First-order Bose-Einstein condensation with three-body interacting bosons

TL;DR

This paper predicts a novel first-order Bose-Einstein condensation transition in a trapped bosonic system with both attractive two-body and repulsive three-body interactions, revealing a rich phase diagram with a tri-critical point.

Contribution

It introduces the concept of first-order Bose-Einstein condensation driven by three-body interactions and maps out the associated phase diagram with multiple phases and a tri-critical point.

Findings

First-order phase transition characterized by a jump in condensate fraction.

Existence of a tri-critical point where three phases meet.
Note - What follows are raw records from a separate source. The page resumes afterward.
Issue #446, opened 2023-07-05
Huawei sqflite bug


Leptopoda:
I was going to test the performance on a few of my test devices and started getting:

```
E/SQLiteLog(11817): (1)
I/flutter (11817): DatabaseException(near "ON": syntax error (Sqlite code 1 SQLITE_ERROR): , while compiling: INSERT INTO cache (key, value) VALUES (?, ?) ON CONFLICT(key) DO UPDATE SET value = excluded.value, (OS error - 2:No such file or directory)) sql 'INSERT INTO cache (key, value) VALUES (?, ?) ON CONFLICT(key) DO UPDATE SET value = excluded.value' args [84d5a5767ba3dd1009d002da41c57487c65eedbc-capabilit..., ["ocs",["meta",["status","ok","statuscode",200,"me...]
I/flutter (11817): #0      wrapDatabaseException
exception_impl.dart:11
I/flutter (11817): <asynchronous suspension>
I/flutter (11817): #1      SqfliteDatabaseMixin.txnRawQuery.<anonymous closure>
database_mixin.dart:559
I/flutter (11817): <asynchronous suspension>
I/flutter (11817): #2      BasicLock.synchronized
basic_lock.dart:33
I/flutter (11817): <asynchronous suspension>
I/flutter (11817): #3      SqfliteDatabaseMixin.txnSynchronized
database_mixin.dart:490
I/flutter (11817): <asynchronous suspension>
I/flutter (11817): #4      RequestManager._wrap
request_manager.dart:102
I/flutter (11817): <asynchronous suspension>
I/flutter (11817): #5      CapabilitiesBloc.refresh
capabilities.dart:43
I/flutter (11817): <asynchronous suspension>
I/flutter (11817):
Lost connection to device.
```

Looks like we are hitting an upstream issue of sqflite:
https://github.com/tekartik/sqflite/issues/1023

With the little number of huawei users in the western world (where Id argue nextcloud has most active users) I don't think it is a high priority for us.

provokateurin:
Good to know, but since it's an upstream bug we can't do much about it

provokateurin:
Maybe we should wrap the exception and just don't interact with the cache? Then it's not broken for users (but of course they won't have any caching).

Leptopoda:
:+1:  It's better than nothing.

Maybe we can also find an alternative query as this is the only query that has failed (it must have been the insert one)

Leptopoda:
I can also reproduce this on a motoG5.
[...]

PR #1466, opened 2024-01-16
fix(neon_framework): change sqflite queries to work on more devices

Leptopoda:
fixes: #446


provokateurin (approved):
Interesting trick, I didn't know the problem was an old sqlite version on those devices.

provokateurin:
I don't know :/

PR #1469, opened 2024-01-17
chore(neon_framework): only depend on one sqlite package

Leptopoda:


provokateurin (approved):
I didn't know that you could remove the sqflite one if you have sqflite_common_ffi :+1:

PR #1488, opened 2024-01-21
fix(neon_framework): Add missing drawer while loading

provokateurin:
Fixes https://github.com/nextcloud/neon/issues/484
I am pretty sure that the drawer also wasn't updated correctly, in case the cached apps list wasn't the same as the newly loaded apps list, but that was hard to trigger since the drawer state was only initialized when the drawer was opened and the loading was always faster.


Leptopoda (commented):
This should be fairly easy to unit test. You'll only need to mock the appsBloc.
Can you please add some?

Leptopoda (approved):
Thanks :+1:

PR #1490, opened 2024-01-21
Fix quick actions not working

provokateurin:
Fix https://github.com/nextcloud/neon/issues/1454
The problem was that the active app was overridden after it was set by the quick action shortcut.
To prevent it we need to skip setting the active app if there is one already, but that breaks updating the active app in case the current active app is not supported anymore, so I fixed that too.


Leptopoda (commented):
Is it hard to unit test?
Code looks clean and I'm ok with merging if adding unit tests is out of scope for this.

provokateurin:
I think the whole bloc would need unit tests first which should be doable. I can add them first and then add another test with this PR if you want

Leptopoda (approved):
I don't have the capacity either so let's get it in

PR #1493, opened 2024-01-21
fix(ci): Enable self-hosted runners

provokateurin:
Fixes https://github.com/nextcloud/neon/issues/540
Let's see if this works...


provokateurin:
Nope, tests are still failing and the runner seems to be slower than the ones provided by GH.

PR #1495, opened 2024-01-21
fix(neon_framework): Rewrite SVGs with percent dimensions to display them correctly

provokateurin:
This is quite a hack, but the flutter_svg package can not display geometries that have their dimensions declared in percent. This trick rewrites all height and width attributes to with correct values so they can still be displayed.


packages/neon_framework/lib/src/utils/image_utils.dart
```diff
@@ -0,0 +1,41 @@
...
+
+    for (final dimension in ['width', 'height']) {
+      final rootDimensionAttribute = document.xpath('/svg/@$dimension').firstOrNull as XmlAttribute?;
+      final rootDimension = double.parse(
+        rootDimensionAttribute != null ? rootDimensionAttribute.value : viewBox[dimension]!,
+      );
+
+      for (final element in document.descendantElements) {
+        final elementDimensionString = element.getAttribute(dimension);
+        if (elementDimensionString != null && elementDimensionString.contains('%')) {
```
Leptopoda, line 32:
```suggestion
        if (elementDimensionString != null && elementDimensionString.endsWith('%')) {
```

packages/neon_framework/lib/src/utils/image_utils.dart
```diff
@@ -0,0 +1,41 @@
+import 'package:xml/xml.dart';
+import 'package:xml/xpath.dart';
+
+/// Utilities for working with images.
+class ImageUtils {
+  ImageUtils._();
+
+  /// Rewrites percent dimensions in SVGs to be absolute.
+  ///
+  /// This is required because the `flutter_svg` package can not handle percent dimensions.
```
Leptopoda, line 10: Is there an upstream issue we can link to?

packages/neon_framework/lib/src/utils/image_utils.dart
```diff
@@ -0,0 +1,41 @@
...
+  static String rewriteSvgDimensions(String data) {
+    final document = XmlDocument.parse(data);
+
+    final viewBoxAttribute = [
+      ...document.xpath('/svg/@viewBox'),
+      ...document.xpath('/svg/@viewbox'),
+    ].first as XmlAttribute;
+    final viewBoxValues = viewBoxAttribute.value.split(' ');
```
Leptopoda, line 18: Why add it to a list only to discard it a bit later? If we find a match in the we'd also save a second lookup.
```suggestion
    final viewBoxAttribute = document.xpath('/svg/@viewBox').singleOrNull ?? document.xpath('/svg/@viewbox').singleOrNull;
    final viewBoxValues = viewBoxAttribute!.value!.split(' ');
```

But I'm not sure this is worth it and your approach might be somewhat more readable.

packages/neon_framework/lib/src/widgets/image.dart
```diff
@@ -100,7 +101,10 @@ class NeonCachedImage extends StatefulWidget {
       return cached;
     }
 
-    final data = await getImage();
+    var data = await getImage();
+    try {
+      data = utf8.encode(ImageUtils.rewriteSvgDimensions(utf8.decode(data)));
+    } catch (_) {}
```
Leptopoda, line 107: I think we should use the svg hint (similar to the check we do when rendering.

packages/neon_framework/lib/src/utils/image_utils.dart
provokateurin: There are many open issues about that, I doubt it makes sense to link to them

packages/neon_framework/lib/src/utils/image_utils.dart
provokateurin: Yeah I originally did it for readability, but right now it is readable in this way too.

packages/neon_framework/lib/src/widgets/image.dart
provokateurin: For the hint we speculatively decode the content to check if it contains an SVG. Adding that would lead to decoding the same data twice and even if the parameter is sent in the widget we already know we have to decode the data so there is no point in that.
I get that it is cleaner, but it won't save us anything and will only complicate the code (but I can still do it if you want).

Leptopoda (approved):

PR #1498, opened 2024-01-22
fix(neon_framework): Disallow null values in settings

provokateurin:
Fixes https://github.com/nextcloud/neon/issues/1494
The problem was the after the dialog closes when selecting a value there is a null check which is necessary to avoid setting the value if the dialog was just canceled. This also meant that any null value that was valid and selected wouldn't be set as the new value. The only way to fix that is to disallow any null value in the settings.


provokateurin:
Replaced by https://github.com/nextcloud/neon/pull/1503

PR #1499, opened 2024-01-22
feat(nextcloud_test): Add workaround for bugged password confirmation

provokateurin:
https://github.com/nextcloud/neon/issues/1492

This is not a reasonable fix as we need cookies for some endpoints and apppasswords are much faster for authentication (and cookies help with that as well).


Leptopoda (approved):
Can you add a doc comment to the named parameter linking to the issue?
I tend to forget where these hacks come from.

Other than that LGTM

provokateurin:
I'm not intending to merge this. The problem has to be fixed in the server.

provokateurin:
The cookies aren't even a problem, it's just the app password.

PR #1500, opened 2024-01-23
feat(neon_framework): allow to mock the request manager cache

Leptopoda:
replaces: #1468 

because there is a lot of async stuff going on there is no reasonable way to unit test the different parts individually leading to such a big test.


packages/neon_framework/lib/src/bloc/result.dart
```diff
@@ -151,10 +153,16 @@ class Result<T> {
...
+      other.isLoading == isLoading &&
+      other.data == data &&
+      other.error?.toString() == error?.toString();
+
+  @override
+  int get hashCode => Object.hash(data, error?.toString(), isLoading, isCached);
 
   @override
-  int get hashCode => Object.hash(data, error, isLoading, isCached);
+  String toString() => 'Result: { data: $data, error: $error, isLoading: $isLoading, isCached: $isCached }';
```
provokateurin, line 165:
```suggestion
  String toString() => 'Result(data: $data, error: $error, isLoading: $isLoading, isCached: $isCached)';
```
I prefer to have it like the constructor would look like.

packages/neon_framework/lib/src/bloc/result.dart
```diff
@@ -135,8 +135,10 @@ class Result<T> {
   /// A result may both have an error and data.
   bool get hasData => data != null;
 
-  /// Returns whether this snapshot [hasData] and [isCached] is not true.
-  bool get hasUncachedData => hasData && !isCached;
+  /// Returns whether this snapshot is equal to a [Result.success].
+  ///
+  /// A successful result has data, has no error and is neither loading or cached.
```
provokateurin, line 140:
```suggestion
  /// A successful result has data, has no error and is neither loading nor cached.
```

packages/neon_framework/lib/src/utils/request_manager.dart
```diff
@@ -125,36 +128,43 @@ class RequestManager {
...
     String k,
     BehaviorSubject<Result<T>> subject,
     NextcloudApiCallback<R> call,
     UnwrapCallback<T, R> unwrap,
     SerializeCallback<R> serialize,
     DeserializeCallback<R> deserialize, [
+    // ignore: avoid_positional_boolean_parameters
     bool disableTimeout = false,
     bool emitEmptyCache = false,
+    Duration timeLimit = kDefaultTimeout,
```
provokateurin, line 146: Why not call it timeout? It's much more common and this name is a bit confusing.

packages/neon_framework/lib/src/utils/request_manager.dart
```diff
@@ -181,12 +191,15 @@ class RequestManager {
...
           emitEmptyCache,
+          timeLimit,
           retries + 1,
         );
       } else {
         _emitError<T>(e, subject);
       }
     }
+
+    await cacheFuture;
```
provokateurin, line 202: Why is this necessary?

packages/neon_framework/lib/src/utils/request_manager.dart
```diff
@@ -254,18 +274,28 @@ class RequestManager {
   Future<T> timeout<T>(
     NextcloudApiCallback<T> callback, {
     bool disableTimeout = false,
-    Duration timeout = kDefaultTimeout,
+    Duration timeLimit = kDefaultTimeout,
```
provokateurin, line 277: Again, why change it?

packages/neon_framework/test/request_manager_test.dart
```diff
@@ -0,0 +1,927 @@
...
+  tearDown(() {
+    RequestManager.instance = null;
+    Cache.instance = null;
+  });
+
+  group('Cache', () {
+    test('singleton', () {
+      expect(identical(Cache(), Cache()), isTrue);
+    });
+  });
```
provokateurin, line 30: Cache should also have tests

packages/neon_framework/test/request_manager_test.dart
```diff
@@ -0,0 +1,927 @@
...
+    group('wrap without cache', () {
+      test('successful request', () async {
+        var subject = BehaviorSubject<Result<String>>();
+
+        // ignore: unawaited_futures
+        expectLater(
+          subject.stream,
+          emitsInOrder([
+            equals(Result<String>.loading()),
+            equals(Result.success('VGVzdCB2YWx1ZQ==')),
```
provokateurin, line 75: Please do the encoding on the fly so when reading the test you can know what the value is

packages/neon_framework/test/request_manager_test.dart
```diff
@@ -0,0 +1,927 @@
...
+            emitsDone,
+          ]),
+        );
+
+        await RequestManager.instance.wrap<String, Uint8List>(
+          'clientID',
+          'key',
+          subject,
+          () async => utf8.encode('Test value'),
+          (deserialized) => base64Encode(deserialized),
```
provokateurin, line 85:
```suggestion
          (deserialized) => base64.encode(deserialized),
```

packages/neon_framework/test/request_manager_test.dart
```diff
@@ -0,0 +1,927 @@
...
+            equals(Result<String>.error('DynamiteApiException(statusCode: 500, headers: {}, body: )')),
+            emitsDone,
+          ]),
+        );
+
+        await RequestManager.instance.wrap<String, Uint8List>(
+          'clientID',
+          'key',
+          subject,
+          () async => throw const DynamiteApiException(500, {}, ''),
```
provokateurin, line 268: You should verify that this method is actually called multiple times.

provokateurin (changes requested):
Looks pretty good.
It would be great if the tests could somehow run in a loop to reduce duplicate code just with different parameters, but that would be quite complex for all these different scenarios and behaviors.
I didn't bother repeating my comments in the tests, but please adjust all occurrences.

packages/neon_framework/lib/src/utils/request_manager.dart
Leptopoda: because the method is already called like that so the parameter would shadow the method.

provokateurin: Ah, then the method should be renamed to something better

packages/neon_framework/test/request_manager_test.dart
Leptopoda: https://github.com/nextcloud/neon/pull/1466#issuecomment-1895546285

If we add tests it should be for the lowest supported sqlite version.
I'll open an issue to investigate this. Maybe we can specify a custom binary to use and add it to our test setup.

packages/neon_framework/lib/src/utils/request_manager.dart
Leptopoda: Dart calls the method timeout and the parameter timeLimit (https://api.dart.dev/stable/3.2.5/dart-async/Future/timeout.html).
I'd rather stick with this.

provokateurin: Ok sure :)

packages/neon_framework/test/request_manager_test.dart
provokateurin: This one and a few other ones are still missing

provokateurin (changes requested):

packages/neon_framework/test/request_manager_test.dart
Leptopoda: I added an explicit test for this further up.
I like to think that the other tests are to unit test the subjects. If the retry count logic got screwed I want that particular test to fail so I can easily identify the issue and not every test of the request manager.

provokateurin: Yeah that makes sense, but the test is called `throwing DynamiteException should retry` so I would expect that it also checks that it correctly retries?

Leptopoda: you are right. Before I added 97d1b92a3055b598594174be95d4b460e5a93d26 this was obvious as the subject would emit multiple loading events. Now with the global test it makes sense to remove the individual tests as the cache should not play a role in this logic.

Should I remove them (lightening the file) or just add the verifications?

provokateurin: Yes, please remove the tests :)

provokateurin:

Potential observation in spin-polarized tritium atoms.

Abstract

Bose-Einstein condensation, observed in either strongly interacting liquid helium or weakly interacting atomic Bose gases, is widely known to be a second-order phase transition. Here, we predict a first-order Bose-Einstein condensation in a cloud of harmonically trapped bosons interacting with both attractive two-body interaction and repulsive three-body interaction, characterized respectively by an $s$-wave scattering length $a<0$ and a three-body scattering hypervolume $D>0$. It happens when the harmonic trapping potential is weak, so with increasing temperature the system changes from a low-temperature liquid-like quantum droplet to a normal gas, and therefore experiences a first-order liquid-to-gas transition. At large trapping potential, however, the quantum droplet can first turn into a superfluid gas, rendering the condensation transition occurred later from a superfluid gas to a normal gas smooth. We determine a rich phase diagram and show the existence of a tri-critical point, where the three phases - quantum droplet, superfluid gas and normal gas - meet together. We argue that an ensemble of spin-polarized tritium atoms could be a promising candidate to observe the predicted first-order Bose-Einstein condensation, across which the condensate fraction or central condensate density jumps to zero and the surface-mode frequencies diverge.